11. How is a chromosomal translocation involved in the formation of Burkitt’s lymphoma? (6 pts)
c-myc usually resides on chromosome 8. The genes for the heavy chain of the immunoglobulins resides on chromosome 14. When a reciprocal translocation moves c-myc to the vicinity of the strong promoter/enhancers regulating the heavy chain gene, c-myc gets activated for transcription every time the B cell is activated to produce antibody molecules. Therefore, c-myc is expressed in an aberrant fashion. Since it is a transcriptional activator involved in activating expression of cell division and other growth regulating genes, its overexpression leads to cell to malignancy and the formation of Burkitt’s lymphoma.
12. Give one example of an oncogenic virus that has informed our understanding of cancer.
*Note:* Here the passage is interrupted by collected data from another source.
PR #8720, opened 2026-05-17
Fixes the flash of white issue when theme is set to system and the user has dark mode enabled

aryann:
Currently, when the user's theme is set to "Same as system", the string "system" is written as the settings.theme key in Local Storage. When the page first loads, a JavaScript function in `<head>` injects the value of settings.theme ("system") into the `data-theme` attribute of the `<html>` tag with the aim of immediately selecting the correct CSS theme file. However, there is no matching CSS file for "data-theme=system" in static/styles/themes.

Eventually, the `setTheme()` function in static/themes.ts figures out the correct theme CSS file to use. In the interim, for users who have dark mode enabled on their system, they see a flash of white until `setTheme()` finishes because DOM rendering has already begun before `setTheme()` starts.

The fix is to set `data-theme` at the start to:

* "dark" when the system is in dark mode and (settings.theme  == "system" or unset); and
* "default"  when the system is **not** in dark mode and (settings.theme  == "system" or unset).

This PR also fixes a second issue: the "real-dark" and "onedark" settings.theme values are currently not handled properly by the `<head>` script. For "real-dark", `data-theme` needs to be "dark" and for "onedark", `data-theme` needs to be "one-dark". Again, this is handled correctly by static/themes.ts, so this bug merely results in a temporary flash were the wrong CSS is applied until static/themes.ts runs.

See demo: https://github.com/user-attachments/assets/e6d232dd-a805-46f2-9bd6-e730391862c5

### DIFF
--- a/views/_layout.pug
+++ b/views/_layout.pug
@@ -28,13 +28,22 @@ html(lang="en")
       | (function () {
       |   try {
       |     var settings = window.localStorage.getItem("!{localStoragePrefix}settings") || '{}';
-      |     var theme = JSON.parse(settings).theme || (
-      |         window.matchMedia ?
-      |             (window.matchMedia('(prefers-color-scheme: dark)').matches ? 'dark' : 'default')
-      |             : 'dark'
-      |     );
-      |     if(theme === 'darkplus') theme = 'dark';
+      |     var theme = JSON.parse(settings).theme || 'system';
+      |     if (theme === 'system') {
+      |       if (window.matchMedia && window.matchMedia('(prefers-color-scheme: dark)').matches) {
+      |         theme = 'dark';
+      |       } else {
+      |         theme = 'default';
+      |       }
+      |     }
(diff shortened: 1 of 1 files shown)


aryann:
@partouf and @AbrilRBS, could you review this PR? Thanks!

AbrilRBS (approved):
This looks so much better now, pitty about the naming difference in the one-dark theme causing issues there for the second issue, confirmed that it now looks much better on first page load :)

aryann:
> This looks so much better now, pitty about the naming difference in the one-dark theme causing issues there for the second issue, confirmed that it now looks much better on first page load :)

If you're up for it, we can try to converge all the names. It just might not be compatible with the current values people have in their Local Storage, so we'd have to be okay with a one time breakage.

AbrilRBS:
> If you're up for it, we can try to converge all the names

I don't think the associated breakage that you also identified would be worth the hassle of keeping this branch around, but thanks for proposing it, we appreciate it :)

PR #8722, opened 2026-05-19
fix: Add pcre2 as a Qt dependency

Ayxan13:
Qt versions later than 6.4.2 fail to link without pcre2: https://godbolt.org/z/5Theqa81v


mattgodbolt (approved):
Thank you! Sorry for the delay

PR #8724, opened 2026-05-19
Add Mojo 0.26.2.0 and 1.0.0b1

dgurchenkov:
Add two Mojo versions that are available on PyPI but were missing from the compiler list:

- 0.26.2.0
- 1.0.0b1

The existing `mojo_0_25_6_0`, `mojo_0_25_7_0`, and `mojo_0_26_1_0` entries are deliberately kept per  [docs/AddingACompiler.md § "Don't remove or rename compilers on the public site"](https://github.com/compiler-explorer/compiler-explorer/blob/main/docs/AddingACompiler.md#dont-remove-or-rename-compilers-on-the-public-site). 

Please let me know if we should clean up older versions at some cadence.

Companion PR: compiler-explorer/infra#2126

### DIFF
--- a/etc/config/mojo.amazon.properties
+++ b/etc/config/mojo.amazon.properties
@@ -2,7 +2,7 @@ compilers=&mojo
 defaultCompiler=mojo_nightly
 compilerType=mojo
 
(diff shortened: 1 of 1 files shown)


mattgodbolt (approved):
Thanks! No need to clean up older versions. At most we might choose the hide then but CE's policy is to keep everything forever unless there's a strong reason not to.

PR #8733, opened 2026-05-22
Don’t discard overrides when cloning compiler

### LINKED ISSUE #8732: [BUG]: “Clone Compiler” does not clone compiler overrides
### Describe the bug

A compiler created via “Clone Compiler” gets the default overrides, not the same overrides as the source compiler.

### Steps to reproduce

1. Change the compiler overrides (e. g. set an env variable or change the Rust edition)
2. Select “Add new...” → “Clone Compiler”
3. View the overrides for the cloned compiler

In the reproduction link, the left compiler is the source, the right one is the clone.

### Expected behavior

The cloned compiler should have the same overrides.

### Reproduction link

https://rust.godbolt.org/z/ohnqhG9oj

### Screenshots

Not applicable

### Operating System

Arch Linux

### Browser version

Firefox 151.0 (64-bit)

narpfel:
Resolves #8732.

### DIFF
--- a/static/components.interfaces.ts
+++ b/static/components.interfaces.ts
@@ -94,6 +94,7 @@ export type PopulatedCompilerState = StateWithEditor & {
     compiler: string;
     libs?: unknown;
     lang?: string;
+    overrides?: ConfiguredOverrides;
 };
 export type CompilerForTreeState = StateWithLanguage & StateWithTree;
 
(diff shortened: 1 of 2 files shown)


AbrilRBS (approved):
Just came across this a few weeks ago when testing a difference in std behaviour, happy to see that I'm not the only one seeing that this would be better cloned :)

PR #8741, opened 2026-05-26
Add doolang

nynrathod:
This PR adds initial support for the Doolang compiler.

I don't have a .tar.gz, but I publish Linux builds as .zip files on my GitHub releases here: https://github.com/nynrathod/doolang. I also have a GHCR container available https://github.com/nynrathod/doolang/pkgs/container/doo-runtime. Let me know what you need from me for the infra repository!


etc/config/doolang.defaults.properties
```diff
@@ -0,0 +1,13 @@
+compilers=&doolang
+
+group.doolang.compilers=doolang
+group.doolang.isSemver=true
+group.doolang.compilerType=doolang
+
+compiler.doolang.exe=/opt/compiler-explorer/doolang/bin/doo
```
partouf: for the defaults it's best to keep this as if it's installed normally by users, so it would probably be just `.exe=doo` (assuming it will probably be in PATH)

nynrathod: Yeah works fine, but is this expected then fine, else how does the user know what wrong here. but if that is recommneded will keep

nynrathod (commented):
please review

mattgodbolt:
Converting to draft — this is blocked on the infra side, not on this PR's code.

The companion infra PR (compiler-explorer/infra#2131) can't be merged yet because the prebuilt `doo` binary in the 0.4.1 release won't run on our servers:

- **glibc**: `doo` requires symbol versions up to **GLIBC_2.39**, but our compiler hosts are Ubuntu 22.04 (**glibc 2.35**). It would fail at launch with `version 'GLIBC_2.39' not found`. The binary doesn't bundle its own glibc, so there's no way around it short of rebuilding against an older glibc (build on 22.04, or target manylinux/zig-cc for ≤2.35).
- **packaging**: separately, the infra recipe's `folder` value doesn't match the zip's top-level directory (`doo-linux-0.4.1`), so the install would fail even with a compatible binary.

Once a release is available that runs on glibc 2.35 and the infra install lands, we can take this out of draft. Happy to help verify the rebuilt binary's glibc requirement when it's ready.

PR #8742, opened 2026-05-26
Rust 1.96.0

ojeda:
Infra: https://github.com/compiler-explorer/infra/pull/2132.


narpfel:
I think it would make sense to also bump `rustfmt` in these two places when a new Rust version is released:
https://github.com/compiler-explorer/compiler-explorer/blob/f8f61746b95a23c7305d235609a252fb5290cefb/etc/config/rust.amazon.properties#L1427-L1428
https://github.com/compiler-explorer/compiler-explorer/blob/f8f61746b95a23c7305d235609a252fb5290cefb/etc/config/compiler-explorer.amazon.properties#L53

ojeda:
Sounds good, done!

narpfel:
Thanks!

ojeda:
Rust 1.96.0 has been released now, so this should be ready to do.

PR #8768, opened 2026-06-02
Fix c2rust output location parsing

### LINKED ISSUE #8709: [BUG]: `c2rust` highlights entire input source as error
### Describe the bug

When using the  `c2rust` transpiler, no matter what C code you input, the Compiler Explorer always underlines the whole source in red, as if it's an error. No errors are shown in the output, and the code transpiles correctly, but the website thinks that there was an error in the whole source.

### Steps to reproduce

1. Select c2rust
2. Input valid C code such as the default `square` function
3. Let it transpile

### Expected behavior

The code should transpile with no errors shown.

### Reproduction link

https://godbolt.org/z/PhenPYxM1

### Screenshots

Not applicable

### Operating System

_No response_

### Browser version

_No response_

cyphercodes:
## Summary

Fixes #8709.

This tightens the generic `file:line` parser so c2rust AST dump lines like `CTypeId(42): Located {` are left as plain output instead of being interpreted as source diagnostics.

## Test plan

- `npm test -- test/utils-tests.ts`
- `npm run lint-check -- lib/utils.ts test/utils-tests.ts`
- `npm run ts-check:tests`
- `npm run ts-check:backend`
- `git diff --check`

### DIFF
--- a/lib/utils.ts
+++ b/lib/utils.ts
@@ -188,9 +188,12 @@ function applyParse_SourceWithLine(lineObj: ResultLine, filteredLine: string, in
 function applyParse_FileWithLine(lineObj: ResultLine, filteredLine: string) {
     const match = filteredLine.match(SOURCE_WITH_FILENAME);
     if (match) {
+        const filename = match[1];
+        if (!filename.includes('.')) return;
+
         const message = match[5].trim();
         lineObj.tag = {
-            file: match[1],
+            file: filename,
             line: Number.parseInt(match[2], 10),
             column: Number.parseInt(match[4] || '0', 10),
             text: message,
--- a/lib/utils.ts
+++ b/lib/utils.ts
@@ -151,7 +151,7 @@ function parseSeverity(message: string): number {
 }
 
 const SOURCE_RE = /^\s*<source>[(:](\d+)(:?,?(\d+):?)?[):]*\s*(.*)/;
-const SOURCE_WITH_FILENAME = /^\s*([\w.]+)[(:](\d+)(:?,?(\d+):?)?[):]*\s*(.*)/;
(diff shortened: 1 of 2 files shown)


lib/utils.ts
```diff
@@ -188,9 +188,12 @@ function applyParse_SourceWithLine(lineObj: ResultLine, filteredLine: string, in
 function applyParse_FileWithLine(lineObj: ResultLine, filteredLine: string) {
     const match = filteredLine.match(SOURCE_WITH_FILENAME);
     if (match) {
+        const filename = match[1];
+        if (!filename.includes('.')) return;
```
mattgodbolt: Noting this: some files in C++ have no extension, but those are typically system headers and we can't really highlight them anyway. I think this is fine, and the fact you added tests (thanks!) means if we hit an issue we can be sure we're not breaking things.

That said - probably a better fix is in the regex itself rather than writing code on top of a matching regex to filter out things like this. Can you rephrase `SOURCE_WITH_FILENAME` to fix it there? (presumably `\w*\.\w+` or something like that?)

cyphercodes:
Updated this to move the extension requirement into `SOURCE_WITH_FILENAME` itself instead of filtering after the regex match.

Verification:
- `npm ci` ✅
- `npx vitest run test/utils-tests.ts -t 'Parses compiler output'` ✅
- `npm run lint-check -- lib/utils.ts test/utils-tests.ts` ✅
- `npm run ts-check:backend` ✅
- pre-commit hook also ran `npm run lint`, full `npm run ts-check`, and `SKIP_EXPENSIVE_TESTS=true npx vitest related --run` ✅
- `git diff --check` ✅

mattgodbolt (approved):
Love it! thanks for the update! :)

PR #8769, opened 2026-06-02
Indent the Mojo example with 4 spaces

eyelash:
The editor seems to be configured to a 4 space indentation by default which is weird if the example uses 2 spaces. Also the Mojo documentation uses 4 spaces.

### DIFF
--- a/examples/mojo/default.mojo
+++ b/examples/mojo/default.mojo
@@ -1,5 +1,5 @@
 def multiply[m: Int](n: Int) -> Int:
-  return m * n
+    return m * n
 
 def main():
-  _ = multiply[3](5)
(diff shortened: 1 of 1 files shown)


eyelash:
Some other languages (e.g. Carbon) have examples with a 2 space indentation as well. Is there a way to configure the editor to use a 2 space indentation or enable auto-detection or should these examples be changed to 4 spaces?

mattgodbolt:
It's a user setting, and I thought it _used_ to autodetect (though Monaco keeps changing things...)

image

mattgodbolt (approved):
Better lines up with the default 4 spaces at least until we work out what's going on with indentation detection etc

PR #8771, opened 2026-06-02
clang-cl: Set Windows and VS SDK paths

Nerixyz:
Clang-cl can take additional options to construct a VS environment:

```
  /diasdkdir <dir>        Path to the DIA SDK
  /vctoolsdir <dir>       Path to the VCToolChain
  /vctoolsversion <value> For use with /winsysroot, defaults to newest found
  /winsdkdir <dir>        Path to the Windows SDK
  /winsdkversion <value>  Full version of the Windows SDK, defaults to newest found
  /winsysroot <dir>       Same as "/diasdkdir <dir>/DIA SDK" /vctoolsdir <dir>/VC/Tools/MSVC/<vctoolsversion> "/winsdkdir <dir>/Windows Kits/10"
```

The two important ones are `/vctoolsdir` and `/winsdkdir`. `/vstoolsdir` sets the path to the Visual Studio VC version to be used. It's needed to resolve STL includes and the path to `msvcrt(d).lib`. The `/winsdkdir` flag sets the Windows SDK path for includes and libraries.

This also means that clang-cl is always paired with some version of a VS installation. The "22.1.6" and "18.1.0" entries will always use the latest versions. "22.1.6 (msvc v19.50 VS18.2)" was added to have a fixed pair of versions.

I also added `/EHsc` (enables exceptions), `/utf-8` (source and runtime encoding; already default on clang-cl), and `/MD` (use DLL runtime) to match the VS compilers. Furthermore, I added the `extraPath` to the CRT which also matches the VS group.

All this should allow linking and execution. I tested this locally with my local installations.

### DIFF
--- a/etc/config/c++.amazonwin.properties
+++ b/etc/config/c++.amazonwin.properties
@@ -5,7 +5,7 @@ demangler=Z:/compilers/mingw-w64-12.2.0-15.0.7-10.0.0-ucrt-r4/bin/c++filt.exe
 buildenvsetup=ceconan
 buildenvsetup.host=https://conan.compiler-explorer.com
 
-group.clang-cl.compilers=clang-cl2216:clang-cl1810
+group.clang-cl.compilers=clang-cl2216:clang-cl2216-v19_50_VS18_2:clang-cl1810
 group.clang-cl.baseName=clang-cl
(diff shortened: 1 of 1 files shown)


mattgodbolt (approved):
LGTM :) thanks!

PR #8892, opened 2026-07-03
Revert min support

partouf:


.github/workflows/test-and-deploy.yml
```diff
@@ -43,14 +43,14 @@ jobs:
...
+      - name: Use Node.js (minimum supported, from .minimum-node-version)
         uses: actions/setup-node@v4
         with:
-          node-version-file: .node-version
+          node-version-file: .minimum-node-version
           check-latest: false
           cache: npm
       - name: Install prerequisites
-        run: make prereqs
+        run: npm i
```
mattgodbolt, line 53: I'm trying to avoid this as it means we get inconsistent results (that's why `make prereqs` does `npm ci`)

partouf: Sure, like I said; fine for dev and prod.

This is not here for just shits and giggles and to let our CI go green, this is a very specific test that checks:
1. Can someone still run CE it with this version
2. Detect when we're hitting a breaking change in either our code or one of the used packages

This so we can decide if we need to inform users, file a bugreport somewhere, or whatever else is needed,  and only then update the minimal node version.

PR #8903, opened 2026-07-07
Show source pane names in diff picker

### LINKED ISSUE #8020: [REQUEST]: Diff view should provide more information about the editor and compiler

ColumbusLabs:
## Summary
- include the source editor/tree display name when compiler and executor panes announce themselves
- show the source pane name, compiler name, and compiler options in Diff picker labels/options
- refresh Diff picker compiler labels when panes are renamed

Fixes #8020

## Tests
- npm run ts-check
- npm run lint
- npm run cypress -- --spec cypress/e2e/diff.cy.ts
- npm run check-frontend-imports && npm run check-license-headers


ColumbusLabs:
Hi maintainers — this remains cleanly mergeable against main, and the Linux, Windows, and CodeQL workflows all completed successfully. When someone has bandwidth, could this get an initial review? I am happy to address any feedback.

PR #8916, opened 2026-07-11
Fix Mojo syntax highlighting

### LINKED ISSUE #8901: [BUG]: Weird Mojo syntax highlighting
### Describe the bug

The following Mojo code

```mojo
def foo1(x: Int):
    pass

def foo2(x:Int):
    pass
```

looks like this on Compiler Explorer:

Image

Note that
- the opening parentheses after `foo1` has a different color from all other parentheses
- the first and the second `def`s have different colors
- the two `Int`s have different colors

### Steps to reproduce

Visit https://godbolt.org/z/Yzv63h6s6

### Expected behavior

The syntax highlighting should be consistent.

### Reproduction link

https://godbolt.org/z/Yzv63h6s6

### Screenshots

Image

### Operating System

_No response_

### Browser version

Firefox 152.0.4

connorsimms:
Resolves #8901
### Problem
`static/modes/mojo-mode.ts` was a copy of `static/modes/asm-mode.ts`, likely as a placeholder. Mojo source code was highlighted as if it were assembly.

### Solution
This PR replaces the assembly placeholder with proper highlighting rules for Mojo. 

### Details
* Supports standard Python lexical rules
* Includes legacy/deprecated keywords (`let`, `inout`, `borrowed`, `owned`, `alias`, `fn`, ...) for backward compatibility with older Mojo compilers on Compiler Explorer
* Prevents keyword mis-highlighting during attribute access (`file.read()` doesn't highlight `read` as a keyword)

### Screenshots
Before:
image
After:
image
Before:
image
After:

Explain what we learned from it. (6 pts)
Many possibilities: Any of the retroviruses that picked up an oncogene that we discussed; any of the DNA tumor viruses we discussed like WV40, Adenovirus, HPV. The answer should discuss what the retroviral oncogene is and how it causes cancer or how the CAN tumor virus inactivates what tumor suppressor proteins.
13. What were the four topics that we debated during the semester? (2 pts each)
Should girls be required to have HPV vaccinations?
Should viral genomes be published online to foster scientific inquiry even if this risks access by terrorists?
Should the human genome sequences be used to develop mandatory genetic screening of infants?
Should pharmaceutical companies give up patent protection to all drugs for poor, third world countries to be more affordable?